Care, Language, and Ambiguity
Communication in healthcare is dominated by medical terminology, which aims to precisely define and refer to diseases, therapies, and physiological facts. This terminology and its aims are an indispensable part of statistical surveys, economic classifications as well as efficient and error-free expert communication. In contrast, the language that is used to denote practices of care and the language that is used in providing care can appear to lack this kind of precision.
Since care practices are part of an institutional setting that involves experts, distribution of labour, and expert exchanges, some would argue that a lack of precision represents a disadvantage. In this context, they would surmise that care language needs to strive for accuracy just as medical terminology does. At the same time, however, the language of care that is used in care practices is necessarily close to everyday language since it has to do with everyday activities that are not confined to the healthcare setting. Moreover, it involves the experiences and perceptions of patients as described in their own words. The way patients express their experiences can vary according to their prior life experiences, their convictions, and their knowledge. The vocabulary they use may be part of a larger narrative, rather than comprising single terms that refer to clearly delineable states of affairs. As the relevant discourses show, the value of narrative self-identity, embodied knowledge, and patient knowledge should not be neglected.

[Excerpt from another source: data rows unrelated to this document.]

PR #383, opened 2018-02-17
Use same model for HandSoldering version of SMD HC49 crystal.

diegoherranz:
HandSoldering or not, the 3D should be the same.
Note: that model is missing at the moment.


jkriege2:
Thanks,
JAN

PR #384, opened 2018-02-17
S-PWSON-N10 with 4EPFingers footprints added

Resaj:
Packages added for TPS6306x.
Datasheet: http://www.ti.com/lit/ds/symlink/tps63060.pdf

imagen
imagen


aimylios:
I think you don't need to add so much information to the name, Texas_S-PWSON-N10 should be sufficient (unless there is more than one variant with the same name). This is the convention used by most of the other manufacturer specific footprints.

Confusingly, there is already [a file with that name](https://github.com/KiCad/kicad-footprints/blob/master/Package_SON.pretty/Texas_S-PWSON-N10.kicad_mod) in the Package_SON repository. But this is a typo, it should be called Texas_S-PVSON-N10 instead. You could fix this as part of your pull request and then drop the suffix from your new footprints name.

poeschlr:
@aimylios have a look at the discussion over at the symbol lib: https://github.com/KiCad/kicad-symbols/pull/316

This package does not seem to be as standardized as one might expect from such a long manufacturer identification number

aimylios:
@poeschlr Thanks for the hint, I missed that!

Nevertheless, I think my comment is valid. The existing footprints Texas_S-PVSON-N10 and Texas_S-PWSON-N10 are duplicates. One has been made for the the [LM5165](http://www.ti.com/lit/ds/symlink/lm5165.pdf), the other for the [TPS61200](http://www.ti.com/lit/ds/symlink/tps61200.pdf). To my understanding, both of these parts use exactly the same package, therefore the current Texas_S-PWSON-N10 is not actually an S-PWSON-N10 and should be removed or at least renamed. After that, the footprint submitted in this PR can be (correctly) named Texas_S-PWSON-N10 without any suffix.

texas_s-pwson_s-pvson

Resaj:
Thanks for the advises.
I'll substitute the current S-PWSON-N10 by my new designs with simplified names.

jkriege2:
@aimylios @Resaj @poeschlr Sorry, just renaming does not work ... If you look at the TPS61200 datasheet ... these devices are available in a VSON and a WSON variant (screenshots fomr the very same datasheet): 
2018-02-18 08_03_31-tps61200-1 pdf - adobe acrobat reader dc
2018-02-18 08_03_44-tps61200-1 pdf - adobe acrobat reader dc

The major difference between the two seems to be the hieght VSON is 0.8-1mm high, WSON is max. 0.8mm high! The rest seems to be equal ... Therefore we really do need the two footprint variants, as they should refer to different 3D models. Now the landpattern of the 4-fingered WSON looks like this: 
2018-02-18 08_12_28-tps63060 pdf - adobe acrobat reader dc
Here the EP is significantly different (size, 4 fingers ...).

Therefore we really need the two WSON-variants ... ! maybe the naming can also contain the EP-size like `_EP1.7x2.15mm`, although the question would be WHICH size of the EP ... over the fingers, the inner part only ... so I proposed the `_4EPFingers` as footprint-name modifier nomenclature ... In the end people will SEE the footprint in KiCAD, when they select it, so they know what they get and can compare to the datasheet.

To wrap this up, please rename back, so we can proceed!

aimylios:
@jkriege2 I'm confused. The TPS61200 is indeed available in two different package variants. Although the generic term "WSON" is used for the second variant, it is (as far as I can see) never called S-PWSON-N10, but DSC0010J. Therefore I still see no reason to have these complicated names. But I don't care that much, so I'll be quiet now and let you do your job. :-)

jkriege2:
Hmmm ... I'm really confused by TI by now too ... I though maybe we can use the package drawing names (DSC...) for naming, but it seems this is also not possible, because DSC is used for the 4-fingered and 2-fingered EP of a WSON (see screenshots above). DRC is used for the 2-fingered VSON-version, which equals the 2-fingered WSON, but with a different package height ... AAAaahhrrg!

So I think we should really stick to the `_EP8Fingers` (NOTE: I changed to 8Fingers, as 4 was the number of fingers on ONE side and it's better to have the total count ... 4 would be ambiguous, as 2 fingers on one side is 4 fingers).

Any more comments, or does anybody have any idea how to clear this up in a different way?

Resaj:
I think it would be better if we include DRC and DSC in the names. They appears in the datasheet and maybe people search for "standardized" name, like S-PVSON-N10 or DRC, for example.

I attach a summary:
img_20180218_132058

Each of this names includes "Texas_" as prefix and has a variant with "_ThermalPads" as sufix.

Then, we would have:
Texas_S-PVSON-N10_DRC
Texas_S-PVSON-N10_DRC_ThermalPads
Texas_S-PWSON-N10_DSC
Texas_S-PWSON-N10_DSC_ThermalPads
Texas_WSON_DSC0010J
Texas_WSON_DSC0010J_ThermalPads

Another idea:
Texas_DRC-S-PVSON-N10
Texas_DRC_S-PVSON-N10_ThermalPads
Texas_DSC_S-PWSON-N10
Texas_DSC_S-PWSON-N10_ThermalPads
Texas_DSC0010J_WSON
Texas_DSC0010J_WSON_ThermalPads

Maybe, someone can think "WSON" is very short and confusing, even the number of pins (10) is included in DSC0010J. So, we can change "WSON" by "WSON-10". For example:
Texas_WSON-10_DSC0010J
Texas_WSON-10_DSC0010J_ThermalPads
or
Texas_DSC0010J_WSON-10
Texas_DSC0010J_WSON-10_ThermalPads

Please, tell me the names we will use and, if it's necessary, I'll change all names in symbols, footprints, packages3D and packages3D-source.

jkriege2:
I would not include the DRC/DSC ... but ensure that they are in the tags and/or description. I would proposed this naming scheme:
- Texas_S-PVSON-N10
- Texas_S-PVSON-N10_ThermalPads
- Texas_S-PWSON-N10
- Texas_S-PWSON-N10_ThermalPads
- Texas_DSC0010J
- Texas_DSC0010J_ThermalPads

@evanshultz @poeschlr What do you think?

jkriege2:
@Resaj could you do the naming scheme I proposed?

Best,
JAN

Resaj:
I've renamed and changed the footprints basing the names you proposed. As we told, the DSC0010J is equal to S-PVSON-N10, even thought the datasheet specifies a little differences of footprint for each ones. So I decided to modify the existing S-PVSON-N10 footprint and make a copy for DSC0010J, with different description.

jkriege2:
Thanks!

JAN

PR #385, opened 2018-02-18
Updated the foot print

Misca1234:
LEM_LV25-P

http://www.lem.com/docs/products/lv_25-p.pdf

Made the following modifications 
Centered the REF**
Moved out the symbol name
Changed the holes more align with the data sheet
Redraw the lines

bild

bild


jkriege2:
Note: The silkscreen pin1-marker should be visible AFTER assembly, so please move it outside the silkscreen-outline

Also the pads 1 and 3 seem excessively large ... is tehre a technical reason? If not, I think 2mm diameter is sufficient for their 1mm holes.

Rest looks good, thanks for cleaning this up ;-)

JAN

Misca1234:
It is a current sense device so I thought some extra copper would make sure to keep the resistance low and the possibility to attach broad copper lines to it but I will make them smaller

Misca1234:
bild

jkriege2:
Hhmmm ... I see the argument ... the manufacturer does not say anything about the land-pattern ... in the end, the resistance should be mainly made up by the copper traces, not the copper around the pin, and I think a designer will have to ensure that's correct anyways, so smaller should be OK, or?

Misca1234:
I made them smaller and moved the pin 1 marker

jkriege2:
About the new pin1-marker ... why not simply a double-corner, as usually done, e.g.
2018-01-20 17_47_51-library browser package_csp d__kicad_kicad-footprints_package_csp pretty
2018-01-20 16_34_01-pcbnew d__kicad_devproject_devproject kicad_pcb
2017-11-12 10_29_35-footprint editor no active library
2017-10-21 15_13_38-footprint editor no active library

Misca1234:
Like this 

bild

jkriege2:
Gteat!

Thanks,
JAN

Misca1234:
I will re push this, the right side was not correct either

PR #388, opened 2018-02-19
Adafruit displays

Shackmeister:
3D model has also been made and will be coming shortly

Datasheet:
https://learn.adafruit.com/monochrome-oled-breakouts/downloads

Screenshot:
adafruit_ssd1306

------------


Shackmeister:
does anybody know what that error message is about?

poeschlr:
We might want to add a stacktrace output on error to our scripts. (Not sure what the problem is)

Shackmeister:
The Stepup parser can't handle when there are " inside the desc, I believe they are written as /" when they are not supposed to be parsed

evanshultz:
Usually I see the escape character being a backslash, so `"` would turn into `\"` to result in a quote mark after parsing.

poeschlr:
Is there some better documentation out there that contains all measurements or do i really need to open the eagle files for that?

You currently have a cortyard clearance of 0.5mm i think this does not fall under one of the exceptions that would need such a large clearance. So reduce it down to 0.25mm

For reference the drawing i created from the footprint:
screenshot from 2018-05-08 18-18-18

Shackmeister:
In the link I provided you can find an image with the dimensions, they are unfortunately given in inches :(
lcds___displays_fabprint

poeschlr:
Looks good, sorry for forgetting about that for so long.

Shackmeister:
Thanks :) Ill get around to PR The 3D model soon (hopefully) :)

PR #392, opened 2018-02-20
Added LED_Rectangular_W7.62mm_H4.55mm_P5.08mm_R3

MartinStej:
Added rectangular LED (7.62x7.62mm) used mainly at automotive
Datasheet can be found at https://www.gme.cz/data/attachments/dsh.511-795.1.pdf

led_1

Pull request for 3D model is at [github](https://github.com/KiCad/kicad-packages3D/pull/274)
Known errors:
**Violating F7.3** - Since cathode is connected to 2 pins number "1", this warning appeared. But it should be OK
**Violating F9.3** - Not actually sure why.


MartinStej:
Hi,
 thanks for comment. The 3D model offset is here due to footprint anchor (respective to pin 1). I updated footprint and 3D model.

led_footprint
led_2

Thank you
  Martin

jkriege2:
Also please make a standard pin1-marker. We usually have a double-corner on silkscreen, instead of a cut-away corner, e.g.: 
2018-01-27 11_01_30-footprint editor no active library

MartinStej:
Thanks for explanation. Fixed.
I was also thinking about silk around pins, but I'm not quite sure about that.

jkriege2:
Thanks,
JAN

MartinStej:
Thank you for patience :+1:

PR #398, opened 2018-02-27
Add L_Pulse_PA4320

strombom:
Pulse_PA4320
http://productfinder.pulseeng.com/products/datasheets/P787.pdf

image

3D Model: https://github.com/KiCad/kicad-packages3D/pull/264

------------


poeschlr:
For the adheisive i would place a adheisive only pad instead of drawing many overlapping circles. (Circular smd pad of the required size with: No pin number, no copper, only f.adheisive ticked)

This would also be the first component in the lib to have anything on the adheisive layer.
So could you give a reasoning why this component needs adheisive. (You seem to know more about that then i do.)
For me it would be enough if you tell us that you had problems with this component in production and adheisive fixed it. Better would be a general document from which we could get rules for when adheisive should be added. (Could then be added to the KLC)

---

Otherwise the footprint looks good.

strombom:
Many of the Wurth inductors in the library has adhesive, that's what I copied. I wouldn't mind removing the adhesive, should I?

poeschlr:
I think changing it to a pad instead of overlapping circles might be a good idea. At least for new contributions.

evanshultz:
I've used adhesive for parts (especially bottom-side parts) that were heavy (like this one) and wouldn't stay on the board through double-sided reflow without glue. Or some factories that always glue everything. Or in a few hi-rel applications.

poeschlr:
@strombom do you have time to fix the issue regarding the adhesive layer?

Misca1234:
Hi

This one is repushed at 
https://github.com/KiCad/kicad-footprints/pull/792

poeschlr:
Replacement pull request has been merged.

PR #400, opened 2018-03-02
QFN56 8x8mm, P0.5, EP4.8x5.5mm

calebns:
QFN56RGQ

http://www.ti.com/lit/an/scea032/scea032.pdf

image

------------


evanshultz:
Review notes.
- F.Fab lines should be 0.1mm wide; F.FilkS should be 0.12mm wide.
- Silk should not be under the part, so make the silk offset from fab lines 0.11-0.12mm.
- For best compatibility with square QFN parts, can you make the pin 1 mark like the other 3 corners but missing the vertical line by pin 1?
- The paste should be shrunk on the outer pads. It's by an unequal amount, but surely shrinking paste globally by 0.05mm would be OK.
- Pad 57 has a custom paste margin but no paste layer. You can remove this setting.
- One paste pad is 1.14x2.226; it should not have the 6.
- All paste pads are at a X location of +/-1.2mm and they should be +/-1.26mm.
- Some paste pads are at a Y location of +/-0.7mm and they should be +/-0.72mm.
- The other paste pads are at a Y location of +/-2mm and they should be +/-2.16mm.
- The center pad is the wrong height.
- Courtyard should be at 4.43mm (0.25mm clearance from body and copper).

Shackmeister:
Hi @calebns 
Would have some time to fix up the changes, so we can get the footprint merged? :)

poeschlr:
I might script this footprint if this is ok for @calebns

calebns:
If you could script it that would be great. I don't have a time to continue work on it at this moment.

poeschlr:
scripted alternative has been merged

PR #401, opened 2018-03-02
ST_SOT-23-6L added

Resaj:
Footprint for ESDA6V1BC6.
[Datasheet](http://www.st.com/content/ccc/resource/technical/document/datasheet/21/07/21/e3/a8/df/42/a2/CD00001906.pdf/files/CD00001906.pdf/jcr:content/translations/en.CD00001906.pdf)
imagen


jkriege2:
Is this different from the existing SOT-23-6 (since you made this manufacturer-specific)?

Resaj:
Yes, the footprints are different. I've reviewed both footprints and I think it's better to include the SOT-23-6L of ST, even thought the measures between SOT-23-6 and SOT-23-6L are very similar.

jkriege2:
Except the pad size (existing: 1.06x0.65, new: 1.2x0.6) I don't really see the difference ... can you elaborate it a bit?

Resaj:
That's the difference. I don't know why ST added a variant with "L" sufix...
But now people can may be confuse about the names.

If you prefer, we can suppress this new footprint and use SOT-23-6 instead of SOT-23-6L.

jkriege2:
I think that the difference is so minor that we can see it as "noise" of how different manufacturers do the footprint for that package. I think that ST added the L just to indicate 6 is the number of "leads" ... not to really set it apart from a "standard" SOT-23-6.

So I would simply use the standard footprint.

@evanshultz @poeschlr What do you think on that?

evanshultz:
Yep. Insignificant. No need to make another footprint.

Resaj:
Ok, thanks for the advices.
I'll close the PR and change the footprint reference to SOT-23-6 in ESDA6V1BC6 symbol.

PR #403, opened 2018-03-04
Hdsp led

Misca1234:
This is the complementary push of the HDSP 7 segments display as mentioned in 
https://github.com/KiCad/kicad-symbols/pull/311

HDSP-A401
HDSP-A151 alias HDSP-7501 
HDSP-7401
HDSP-7801
HDSP-A403
HDSP-A153 alias HDSP-7503
HDSP-7403
HDSP-7803
HDSP-7507
HDSP-7807
HDSP-7508
HDSP-7808

https://docs.broadcom.com/docs/AV02-2553EN

Symbol push
https://github.com/KiCad/kicad-symbols/pull/346

foot print push
https://github.com/KiCad/kicad-footprints/pull/403

3D model push
https://github.com/KiCad/kicad-packages3D/pull/276

3D model source push
https://github.com/KiCad/kicad-packages3D-source/pull/109

bild

bild

bild

bild

bild

bild


jkriege2:
I think you're missing some kind of pin1-marker on F.SilkS

Best,
JAN

Misca1234:
Ok, I add it, i just copied the old one

Misca1234:
They all look like this now 

bild

jkriege2:
Generally the footprints look good now. But I spotted some problem with them:
1. All have a second pad (without pad number) overlayn to pad 2 @ (0, 2.54)mm
2. The hole diameter seems fine, but why did you choose such a strange non-rounded number 0.70104, instead of simply 0.7? Do you edit in inch? 
3. The pad size seems a bit large. I think 2*diameter should be fine, which would be 1.4mm instead of 1.9, which it is now. 

for 2&3: Maybe you can use the same pads as the standard DIP-packages, which would hole-diameter=0.8mm and pad-diameter=1.6mm

Could you fix those?

Thanks,
JAN

Misca1234:
they are copies of the orignal HDSP footprint, which, i guess, was made in some strange non metric system, let me clean up them

Misca1234:
They do look like this now 

bild


The double pad is removed

jkriege2:
THanks & nice work!

JAN

PR #1027, opened 2018-10-17
Add LT/ADI BGA/LGA-133 uModule footprints

evanshultz:
https://www.analog.com/media/en/technical-documentation/data-sheets/4637fc.pdf

image
image

------------


evanshultz:
- Should these be `Analog_` instead of `Linear_`? The datasheets haven't changed so I left them as LT.
- Should I indicate on the package where the pad is on top? I can see it being helpful for location in some applications, but the datasheet indicates it's not all that useful as a heatsink so perhaps not.

image
image

Misca1234:
Have you been thinking of making these with the scripts ?
At least Linear_BGA-133_15.0x15.0_Layout12x12_P1.27mm

We should be able to modify the BGA script to make 
Linear_LGA-133_15.0x15.0_Layout12x12_P1.27mm.kicad_mod
as well

evanshultz:
Actually, I didn't even think of it. But I should have.

Since there are still many hand-built footprints that could be included in a script I hope this is OK to merge. You are correct that we should go through the library and migrate hand-built footprints to scripted ones at some point.

Misca1234:
> Should these be Analog_ instead of Linear_? The datasheets haven't changed so I left them as LT.

Go with the data sheet

I can check the manually ones, but hint, hint 
```
BGA-133_15.0x15.0_Layout12x12_P1.27mm:
  description: "Analog Devices (Linear Tech), 133-pin BGA uModule, 15.0x15.0x4.92mm, http://www.ti.com/lit/ds/symlink/msp430fg6626.pdf"
  pkg_width: 15.0
  pkg_height: 15.0
  pitch: 1.27
  pad_diameter: 0.75
  mask_margin: 0.035
  paste_margin: 0.000001
  layout_x: 12
  layout_y: 12
  row_skips: [[], [8, 10], [8], [7], [8, 11, 12], [10], [10], [10], [], [], [], []]
```

I will checkt he squared one tonight, i will also check the python script to see if they can handle squared pads, if not, I will add the possibility

evanshultz:
OK. Thanks.

It cannot do square pads. I made the last commit to the script so I'm a bit familiar with Clay's work. I also just realized that it doesn't check that the length of the row_skips <= layout_y and the length of each element in row_skips is <= layout_x. That would be one way to validate input data and to help catch potential user input errors. It also doesn't use the nice stream feature for input data like Rene's DFN/QFN generator and its spawn. I was thinking to make that change and move this generator with rest of the "Package_" generators once I got a few more things off my plate, but if you want to do any of it that would be great too. Go for it. :)

Misca1234:
No, I saw that too, but I think this script is fairly old, I guess it pre-dates the discussion of what "input method" should be used, please go ahead and modify the script with checks.

Just add a paramter which can be set to "circle", "rect and "roundrect", then we should cover many situations like this

bild

Misca1234:
Ok, then I modify the script to handle circle, rect and roundrect pads.

Do you want to wait for the change to be merged (bga.py) and re generate your foot prints
or do you want to merge these in this push as they are?

Misca1234:
Here is the script push 
https://github.com/pointhi/kicad-footprint-generator/pull/207

Misca1234:
@evanshultz 
The modification have been merged, you can generate the rect/roundrect pads now

evanshultz:
Thanks for updating the script!

Since the script shouldn't generate footprints any different than these I'm still happy to merge them as is.

Misca1234:
Then we go with this

Issue #900, opened 2018-08-31
No radial non-polar cap footprints


evanshultz:
All radial cap footprints are polarized. We need non-polar footprints too.

evanshultz:
THT caps:
Footprints: https://github.com/KiCad/kicad-footprints/pull/1019
Script: https://github.com/pointhi/kicad-footprint-generator/pull/200

evanshultz:
SMD caps:
Footprints: https://github.com/KiCad/kicad-footprints/pull/1030
Script: https://github.com/pointhi/kicad-footprint-generator/pull/206

evanshultz:
All are merged now. Yay!

PR #1030, opened 2018-10-18
Add nonpolar SMD electrolytic caps

evanshultz:
As noted at https://github.com/KiCad/kicad-footprints/issues/900, we didn't have non-polar electrolytic cap footprints.

http://kicad-pcb.org/libraries/klc/F3.3/ specifies something different than the existing footprints names:
"SMD Electrolytic Capacitor": I kept the existing convention even though it's not what's shown in KLC. The example shows the X and Y dimensions at the PCB (most often these are the same) and optionally the height. Our existing footprints use the cylindrical body diameter and height. Since these packages are normally named like our existing footprints and lead pitch doesn't vary much or at all, I think a KLC update is best. Also, KLC doesn't consider these caps can be nonpolar. Perhaps something like `[C/CP]_Elec_[Manufacturer]_[Diameter]x[Height]_[X]x[y]_[Modifiers]_[Options]` with `Manufacturer`, `X`, `Y`, `Modifiers`, and `Options` being optional?

SMD footprint changes (there are script changes so some do not apply to new footprints):
1. Clean up descriptions and keywords
2. Simplify YAML format to eliminate redundant and repetitive data
3. Default to rounded rect pads
4. Support calculating pad sizes per IPC-7351B

I have only shown one cap for each diameter even if there are multiple heights:
image

Script PR: TBD

FYI: I plan to push new polar footprints with pads but no name changes soon.

https://docs.google.com/spreadsheets/d/1SMeC7jJJgnXdY1HykWLle9lsqvj6r4VNmIYQRUr0mLM/edit?usp=sharing shows my spreadsheet calcs used for verification against IPC-7351.

------------


Misca1234:
All **fp_circle (center 0 0) (end** corresponds to the parameter given the name in the file name, so ok

Are there any objections to these foot print?

Misca1234:
I saw that push as well, ok, then we wait with this one until the scripts are in place

Misca1234:
Thx

PR #1032, opened 2018-10-19
SMD electrolytic caps to round rect pads

evanshultz:
Polar complement to https://github.com/KiCad/kicad-footprints/pull/1030.

http://kicad-pcb.org/libraries/klc/F3.3/ specifies something different than the existing footprints names:
"SMD Electrolytic Capacitor": I kept the existing convention even though it's not what's shown in KLC. The example shows the X and Y dimensions at the PCB (most often these are the same) and optionally the height. Our existing footprints use the cylindrical body diameter and height. Since these packages are normally named like our existing footprints and lead pitch doesn't vary much or at all, I think a KLC update is best. Also, KLC doesn't consider these caps can be nonpolar. Perhaps something like `[C/CP]_Elec_[Manufacturer]_[Diameter]x[Height]_[X]x[y]_[Modifiers]_[Options]` with `Manufacturer`, `X`, `Y`, `Modifiers`, and `Options` being optional?

SMD footprint changes (there are script changes so some do not apply to new footprints):
1. Clean up descriptions and keywords
2. Simplify YAML format to eliminate redundant and repetitive data
3. Default to rounded rect pads
4. Support calculating pad sizes per IPC-7351B

I have left these alone as much as possible but they could be consolidated and have pads calculated according to IPC. Perhaps later when it's a good time to break things and streamline the library and conform to KLC?

I have only a few footprints for reference:
image

Script PR: TBD

------------


SchrodingersGat:
Thanks @evanshultz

While this ultimately may be an unresolvable tension, Kohlen highlights the fact that in today’s healthcare settings, striving for accuracy prevails over the acceptance of ambiguity. Given the focus on economic measures, core elements of care that are subject to ambiguity are often regarded as irrelevant. The voices of caregivers are thus underrepresented in todays’ healthcare institutions, as Kohlen demonstrates in the case of hospital ethics committees.
Identifying and describing the tensions and ambivalences of care, as this book has done, is not tantamount to resolving these issues. Indeed, as has been argued, many of the tensions described may be inevitable and unresolvable both in theory and in practice. Anyone working in and thinking about today’s healthcare settings will always be challenged in their self-understanding and daily practices to find ways to adequately deal with these tensions. However, asking the right questions may open doors to more attuned understandings of the complexities and challenges of care. To pose these questions and deal with these challenges, then, is a form of caring about care. This is what this book aimed to do.